PR #303, opened 2024-02-06
fix: can't undo when mixin menu is open

abemscac:
[#982](https://github.com/samatechtw/pubstudio/issues/982)

Hi @sampullman 

I'll leave some comments to describe what I've changed later, sorry for the delay! 🙏


libs/frontend/util-command/src/lib/command.ts
```diff
@@ -17,6 +40,30 @@ const pushCommandHelper = (site: ISite, command: ICommand, clearRedo = true) =>
...
+  }
+  return false
+}
+
+const shouldCloseMixinMenuForUser = (newCmd: ICommand | undefined): boolean => {
+  const mixinCommands = [CommandType.SetMixinEntry, CommandType.EditStyleMixin]
+  if (
+    !newCmd ||
+    mixinCommands.includes(newCmd.type) ||
+    commandsInGroup(newCmd, mixinCommands)
```
sampullman, line 56: @abemscac I added these two lines, otherwise changing the name or style value in the mixin menu caused it to close! I hope I understood everything correctly.

sampullman:
Nice work! This is a complicated feature with a lot of edge cases so I'll keep testing, but will merge now since the basic functionality appears to work well.

One thing that can be improved is when the mixin menu is exited by selecting another component, a close-mixin-menu command is not issued. I created an issue for it ,since I think the feature is good enough for now and other bug fixes are more important! #304

libs/frontend/util-command/src/lib/command.ts
abemscac: Oh, I didn't notice this, sorry about that!
Thanks for the fix!

abemscac:
>One thing that can be improved is when the mixin menu is exited by selecting another component, a close-mixin-menu command is not issued.

Oh, you're right! I forgot about this one. 😬 For now a close-mixin-menu command will only be issued (automatically) when a new command is pushed to the history, if the mixin menu is currently opened and the new command is not meant to close it.

libs/frontend/util-command/src/lib/command.ts
```diff
@@ -8,6 +13,24 @@ import { undoCommand } from './undo-command'
...
+        action: UiAction.CloseMixinMenu,
+        params: {
+          mixinId: editingMixinData?.mixinId as string,
+          originComponentId: editingMixinData?.originComponentId,
+        },
+      },
+    }
+    applyCommand(site, closeMixinMenuCommand)
+    site.history.back.push(closeMixinMenuCommand)
+  }
```
abemscac, line 32: The purpose of these code is to push a close-mixin-menu command to the history for user, if the mixin menu is currently opened, and the new command is not meant to close the menu. For example, if a user adds a new component to the editor by clicking Text in the submenu when the mixin menu is opened, the mixin menu should be closed, and the new component should be selected.

Instead of finding out all cases where the same scenario would happen and handle them one by one, I thought it would easier to just add it here, right before we push a new command. It feels hacky, but I didn't think of a better solution. 😬 

In addition, as you mentioned, there are still some cases that's not being handled. We can try to fix them in #304!

libs/frontend/util-command/src/lib/edit-styles-data.ts
```diff
@@ -1,23 +1,19 @@
...
+import { setEditingMixinData } from './editor-helpers'
 
 // Names of editing style properties
 export const editStyles = ref(new Set<string>())
 // Command group for actively editing styles
 export const editCommands = ref<ICommandGroupData | undefined>()
 export const currentStyleType = ref<StyleType>()
 
-// Extra info for editing reusable styles/mixins
-export const editingMixinData = ref<ICloseMixinMenuData | undefined>()
```
abemscac, line 19: I moved `editingMixinData` from here to the editor context so that mixin menu state (opened/closed) can be restored after refresh.

libs/frontend/util-command/src/lib/update-ui/update-ui.ts
```diff
@@ -0,0 +1,22 @@
+import { IUpdateUiData, UiAction } from '@pubstudio/shared/type-command-data'
```
abemscac, line 1: In order to handle different update ui actions while supporting redo & undo, I found myself introducing this nested apply function pattern to the app. I wonder if there's a better solution 🤔?

sampullman: The types are a little odd, but I think it's fine!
★ ★ ★ ★ ★
Your instructions
Filter the records for lines containing the word "from" and copy each one.

Response area
@@ -8,6 +13,24 @@ import { undoCommand } from './undo-command'
+import { setEditingMixinData } from './editor-helpers'
abemscac, line 19: I moved `editingMixinData` from here to the editor context so that mixin menu state (opened/closed) can be restored after refresh.
+import { IUpdateUiData, UiAction } from '@pubstudio/shared/type-command-data'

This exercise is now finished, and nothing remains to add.